PR #252, opened 2024-12-19
Convert `Optional[]` to union types

mojaveazure:
Convert `Optional[]` to [union types](https://docs.python.org/3/library/stdtypes.html#union-type) in type hints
▬▬▬▬▬▬▬▬▬▬
Print the listing above in full, exactly as it is.

= Result for this task =
PR #252, opened 2024-12-19
Convert `Optional[]` to union types

mojaveazure:
Convert `Optional[]` to [union types](https://docs.python.org/3/library/stdtypes.html#union-type) in type hints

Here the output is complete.